The best impartial way to find out the best machine for you is to send your artwork to the printer distributors and have them print sample shirts with the art for you. We always encourage our potential customers to do so and have no problem printing samples for them. All sellers should be able to do the same for you. You can then compare the sample prints and decide which you prefer.



_


----------



## janem (Mar 8, 2012)

Hi,

I agree. Get a sample before you have printed. 
I know my k3 can cope. But i should think most dtg would be able to do this.
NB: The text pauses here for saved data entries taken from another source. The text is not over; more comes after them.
PR #3976, opened 2018-08-24
[WIP] experimental Spirit X3 hacks

lightmare:
This is an experiment I started because I hate how Spirit X3 separates rules from parsing expressions with the `_def` suffix. Jumping between where a rule is used in the grammar and where it's defined is awkward because they're different identifiers. Well, I could make vim do that with a keystroke, but I chose not to write vimscript for this.

C++ allows a name to refer to a type and a variable (or function) at the same time. They don't shadow each other. Although the variable/function takes precedence where it's syntactically allowed, you can always get to the type with an explicit *class-key* (`struct`, `enum`, ...). So I use the same name for the `Tag` type used to differentiate `x3::rule` specializations, and for the variable used in parsing expressions.

Rule parsing expressions are stored in a variable template specialized on the `Tag` type. After testing a few variations of this approach, I found it's already been explored (https://github.com/djowel/spirit_x3/issues/17).

So there are no suffixes, everything related to a rule is designated by a single name.

```c++
struct MyRule { static MyRule proxy; ... }; // type named MyRule
struct MyRule const MyRule = MyRule::proxy; // variable named MyRule
MyRule MyRule::proxy = "Some nonterminal";
template <> auto const _rule_def_<MyRule> = ... parsing expression ...
```

The `MyRule` variable could've been simply an `x3::rule` instance, but that would suffer from initialization order issues because `x3::rule` constructor is not `constexpr`. So I instead made the `struct MyRule` type usable in parsing expressions (it converts to an `x3::rule`).

So far I've only converted TopoJSON grammar to this style (despite my opinion that Spirit is not the right tool to parse JSON-based protocols and that this grammar is flawed, I had my hands on it when I got the idea :)). With gcc-6, `topojson_grammar_x3.o` size dropped by ~30k (~10%), that accounts for ~1% of `libmapnik-json.a`. I'm curious whether other grammars will also shrink. I kinda expected the opposite, as I made `x3::rule` type signatures longer. Perhaps the reduction is due to `BOOST_SPIRIT_DEFINE` putting parsing expressions in function-local static variables, whose names are really long, because they include both the function type and the variable type.

### DIFF
--- a/include/mapnik/json/topojson_grammar_x3.hpp
+++ b/include/mapnik/json/topojson_grammar_x3.hpp
@@ -25,24 +25,21 @@
 
 // mapnik
 #include <mapnik/json/topology.hpp>
+#include <mapnik/util/spirit_rule.hpp>
 
-#pragma GCC diagnostic push
-#include <mapnik/warning_ignore.hpp>
-#include <boost/spirit/home/x3.hpp>
-#pragma GCC diagnostic pop
+namespace mapnik { namespace topojson { namespace grammar {
 
-namespace mapnik { namespace json { namespace grammar {
+MAPNIK_SPIRIT_EXTERN_RULE(start_rule, topojson::topology);
 
-namespace x3 = boost::spirit::x3;
+}}} // namespace mapnik::topojson::grammar
 
-using topojson_grammar_type = x3::rule<class topojson_rule_tag, topojson::topology>;
+namespace mapnik { namespace json {
 
-BOOST_SPIRIT_DECLARE(topojson_grammar_type);
-
+inline auto topojson_grammar()
+{
+    return topojson::grammar::start_rule;
 }
 
-grammar::topojson_grammar_type const& topojson_grammar();
-
-}}
+}} // namespace mapnik::json
 
 #endif //MAPNIK_TOPOJSON_GRAMMAR_X3_HPP
--- a/include/mapnik/json/topojson_grammar_x3_def.hpp
+++ b/include/mapnik/json/topojson_grammar_x3_def.hpp
@@ -42,7 +42,7 @@ BOOST_FUSION_ADAPT_STRUCT(
 
 BOOST_FUSION_ADAPT_STRUCT(
     mapnik::topojson::arc,
-    (std::list<mapnik::topojson::coordinate>, coordinates)
+    (mapnik::topojson::position_array, coordinates)
     )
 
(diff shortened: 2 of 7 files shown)


lightmare:
I'll try to explain how this works on a simple grammar. Let's parse a subset of JSON that only knows booleans, numbers, and arrays.

Rules that are not involved in recursive cycles, and don't need to be used from other sources, are defined with `MAPNIK_SPIRIT_LOCAL_RULE(Tag[, Attribute])`. The `Attribute` argument is optional and defaults to `x3::unused_type`.
```c++
// grammar_def.hpp

MAPNIK_SPIRIT_LOCAL_RULE(r_boolean, bool)
    = "false" >> x3::attr(false)
    | "true" >> x3::attr(true)
    ;
```

When there is a recursive cycle, some rule(s) must be introduced first with `MAPNIK_SPIRIT_RULE(Tag[, Attribute])` and later specialized with `MAPNIK_SPIRIT_RULE_DEF(Tag)`.
```c++
// grammar_def.hpp

MAPNIK_SPIRIT_RULE(r_value, my_value_type);

MAPNIK_SPIRIT_LOCAL_RULE(r_array, my_array_type)
    = '[' > -(r_value % ',') > ']'
    ;

MAPNIK_SPIRIT_RULE_DEF(r_value)
    = x3::double_
    | r_boolean
    | r_array
    ;
```

When a rule is to be used from other grammars/sources, it goes like this:

```c++
// grammar.hpp

MAPNIK_SPIRIT_EXTERN_RULE(r_start_rule, boost::optional<my_value_type>);

// grammar_def.hpp

MAPNIK_SPIRIT_EXTERN_RULE_DEF(r_start_rule)
    = r_value
    | "null"
    ;

// grammar.cpp

MAPNIK_SPIRIT_INSTANTIATE(r_start_rule, iterator_type, context_type);
```

And finally, all rules must have their fancy names (those that appear in `x3::expectation_failure` exception) defined once:
```c++
// grammar.cpp

MAPNIK_SPIRIT_RULE_NAME(r_boolean) = "Simpleson boolean";
MAPNIK_SPIRIT_RULE_NAME(r_value) = "Simpleson value";
MAPNIK_SPIRIT_RULE_NAME(r_array) = "Simpleson array";
MAPNIK_SPIRIT_RULE_NAME(r_start_rule) = "Simpleson message";
```

Issue #3977, opened 2018-08-25
How to render streets with a patters that behaves similar to “polygon-pattern”?


sommerluk:
Hello.

At https://github.com/gravitystorm/openstreetmap-carto we are trying to render unpaved roads different from paved ones.

Normally, I would avoid to ask this type of questions here on the issue tracker, but I started to write the code for openstreetmap-carto in May 2017, since than the solution is in continuous development, we have tested a lot of possible solutions, but I still struggle to have a well-performing solution. That’s why now, after one year, finally I ask here.

# What is the desired rendering?

## Paved roads
We want to render paved roads still like they do currently in openstreetmap-carto: with a plain colour.

## Unpaved roads
Unpaved roads should however be rendered from now on with a fine, irregular-looking pattern. [At this image](https://user-images.githubusercontent.com/6830724/39374051-2c22b3a4-4a39-11e8-8fdc-06eb89698583.png) you can see the rendering we want to get. The irregular pattern fills exactly the space that would have been occupied for a paved road. Neither at crossings between two unpaved roads nor at crossings between a paved and an unpaved road there is any visual artefact.

## Further requirements
We are using round line caps for roads to avoid visual artefacts at places where OSM ways are split.

# line-pattern?
The natural choise would be Mapnik’s line-pattern feature. Mapnik renders this pattern following the geometry of the OSM way, blending it at angles within the OSM way. [See here](https://github.com/sommerluk/roadpatternrendering#pattern-rendering-with-line-pattern) for a minimalistic example. But I do not get the desired rendering because line-pattern seems to have no support for round line caps, so this leads to ugly rendering artefacts on every single angle in the line, and especially where OSM ways end. (Furthermore, we need many pattern files: one for each combination of road colour and width. But the main problem with this solution are the rendering artefacts.)

# dash-array?
We could use various dash-arrays to [try to get a similar visual effect](https://github.com/sommerluk/roadpatternrendering#pattern-rendering-with-dash-array). But also here, we have rendering artefacts.

# polygon-pattern on line geometries?
[...]

PR #3980, opened 2018-08-31
WIP: Polygon pattern on line geometries

talaj:
Addresses https://github.com/mapnik/mapnik/issues/3977.

I'm not sure if such functionality belongs to PolygonPatternSymbolizer, but given simplicity of that change, why not?

I set polygon filling-rule to `agg::fill_non_zero` for line geometries to allow lines cross themselves. 

There is one failing visual test where PolygonPatternSymbolizer is already used on line string geometry.

It should not be a problem to implement it also for Cairo backend.

text-halign-adjust-800-800-1 0-agg_2

```xml
<Map background-color="white" srs="+proj=latlong +datum=WGS84">
    <Parameters>
        <Parameter name="sizes">800, 800</Parameter>
        <Parameter name="bbox">-0.05, -0.01, 0.95, 0.01</Parameter>
    </Parameters>

    <Layer name="layer" srs="+proj=latlong +datum=WGS84">
        <StyleName>My Style</StyleName>
        <Datasource>
            <Parameter name="file">../../data/csv/lines2.csv</Parameter>
        </Datasource>
    </Layer>

    <Style name="My Style">
        <Rule>
            <PolygonPatternSymbolizer
                stroke-width="20"
                stroke-linecap="round"
                file="../../data/svg/clippath.svg"
                transform="scale(0.1)"
                />
        </Rule>
    </Style>
</Map>
```

text-halign-adjust-800-800-1 0-agg

```xml
<PolygonPatternSymbolizer
    stroke-width="20"
    stroke-linecap="round"
    file="../../data/svg/stripes_pattern.png"
    />
```

@kocio-pl @sommerluk


lightmare:
This is so cool! :snowflake:

sommerluk:
Having this in Mapnik would be really great! Thanks a lot!

My questions:

- I suppose implement this in the `line` symbolizer (as a parameter that “overwrites” `line-color`) would be considerably more complicate than having it in the `polygon-pattern` symbolizer, wouldn’t it?
- `stroke-dasharray` and `stroke-offset` are not available in your PR. Indeed that’s something we do not need at [openstreetmap-carto](https://github.com/gravitystorm/openstreetmap-carto/), but if it’s easy to implement, it might be worth to add it also.

Thanks again for implementing this!

talaj:
> I suppose implement this in the line symbolizer (as a parameter that “overwrites” line-color) would be considerably more complicate than having it in the polygon-pattern symbolizer, wouldn’t it?

That is the main problem of this pull request. It would not be complicated to implement it as part of LineSymbolizer. It is a design question. Does existence of PolygonPatternSymbolizer even make sense if we could set a patten to PolygonSymbolizer?

I think the functionality should be part of LinePatternSymbolizer or PolygonPatternSymbolizer. I feel it more appropriate for LinePatternSymbolizer, but it would need completely new option to select between the two types of line patterns. PolygonPatternSymbolizer doesn't need such option. This is why I tried to implemented it there first. 

> stroke-dasharray and stroke-offset are not available in your PR. Indeed that’s something we do not need at openstreetmap-carto, but if it’s easy to implement, it might be worth to add it also.

Yes, these can be added easily.

sommerluk:
> It is a design question.

Yes, I see your point.

`PolygonPatternSymbolizer` would work well for openstreetmap-carto also.

sommerluk:
An additional question: At openstreetmap-carto, we try to use the pattern rendering style not only for roads (line geometries), but we do the same also for turning circles (point geometries, that we render with a `marker` symbolizer as circles in the same colour as the road, and with varying diameters). Would the new PolygonPatternSymbolizer also accept point geometries, just rendering as circles with the diameter specified in stroke-width?

(We could of course generate a set of round SVG images at the corresponding diameters and colours, but this would not give us the benefit of globally aligned patterns.)

talaj:
@sommerluk I'm implementing it as part of LinePatternSymbolizer finally. The last reason why I decided so is to allow rendering line on polygon geometries. It is important use case often used in cartography. It would not be possible to render a line on polygon with PolygonPatternSymbolizer.

I agree having globally aligned patterns on points can be useful, but LinePatternSymbolizer is not right tool for such job.

You can use [ST_Buffer](http://postgis.net/docs/ST_Buffer.html) with PolygonPatternSymbolizer as a workaround.

lightmare:
> I agree having globally aligned patterns on points can be useful, but LinePatternSymbolizer is not right tool for such job.

In cairo, zero-length line with round cap is rendered as a round dot: https://www.cairographics.org/manual/cairo-cairo-t.html#cairo-stroke
Unfortunatelly, to get the same effect in agg, the line must be "long enough" -- I guess to not fall in the same pixel sampling cell.

> Now realizing that `ST_Buffer` could be also used as a workaround for line patterns you are currently doing by comp-ops.

That's only possible where `pixel_width:pixel_height` is close to `1`, elsewhere N-S roads would end up with different thickness than W-E roads. `ST_Buffer` operates in map coordinates.

sommerluk:
> ST_Buffer could be also used as a workaround for line patterns you are currently doing by comp-ops.

Well, suppose this would be a no-go for us also because we have for the different road types far more than a dozen different road widths _per zoom level_. Multiplying this with about 15 zoom levels that actually show roads, this would be a so big number of SQL code for these geometries that it would be impossible to maintain ;-)

talaj:
> In cairo, zero-length line with round cap is rendered as a round dot: https://www.cairographics.org/manual/cairo-cairo-t.html#cairo-stroke

Then we should consider it also for `agg::conv_stroke`.

talaj:
I've added commits which implement the functionality on LinePatternSymbolizer for AGG, Cairo and Grid renderers.

LinePatternSymbolizer has new option `line-pattern` with following values:

- `warp` - the original line pattern functionality; default value
- `repeat` - works the same way as patterns on polygons

LinePatternSymbolizer now supports also these options known from LineSymbolizer and PolygonPatternSymbolizer:

- `stroke-width`
- `stroke-linecap`
- `stroke-linejoin`
- `stroke-miterlimit`
- `stroke-dasharray`
- `alignment`

I tried to share pattern rendering code with PolygonPatternSymbolizer. There was and still is duplicate code between renderers, but I intentionally didn't try to fix it as part of this issue/pull request.

artemp:
@talaj - this is great! Would you like to merge?

talaj:
@artemp Yes, please.

kocio-pl:
Great! I'm very happy with making real, generic, upstream solution instead of risky workarounds in downstream.

I guess what we at OSM Carto need for development is porting it to 3.0.x, release + npm package, so Kosmtik could use it (some more things are needed for production deployment).

talaj:
@kocio-pl Yes, I will try to merge it to 3.0.x.

I would also like to make it work on point geometries as described above.

I'm also working on fixing https://github.com/gravitystorm/openstreetmap-carto/issues/937. I have it fixed in Mapnik for Mapy.cz so I'm only porting it to the upstream. It's unfortunate such bug was not fixed earlier.

sommerluk:
@talaj I’ve taken a look the the options list, and it seems fine for me. All our use cases for line geometries would be covered with that. Also great to hear that backporting to 3.0.x is planned.

Thanks a lot for implementing this so fast! This will really help us a lot at openstreetmap-carto. That’s really great work, guys!

sommerluk:
Again, thanks a lot for fixing this bug!

It has taken a long time, but finally since January 14, 2023 we are using this feature actually at openstreetmap.org. Great work!

PR #3993, opened 2018-09-29
Compatibility patch for Boost GIL v1.68

tdubrownik:
A number of basic typedef were removed in the Boost GIL 1.68 release,
notably `bits32` and `bits32f`. Additionally the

But make sure they can print white. As the one on black will need this. 
So it might rule out the brother ? Not sure on that


----------



## Digital Roots (May 16, 2011)

Ok I would say any dtg printer that prints on light and dark garments. But from the size on the mock up. It looks like most dtg printers dont print bigger than 12x18. You would have to look for a dtg printer with a large print area like us FRESHINK OUT OF CALIFORNIA. We have a 24x59 print area.Our standard jumbo print size is 18x24.

Good Luck 
-dtg joe


----------



## spiderx1 (Oct 12, 2009)

Take a look at NeoFlex. I have not seen better.


----------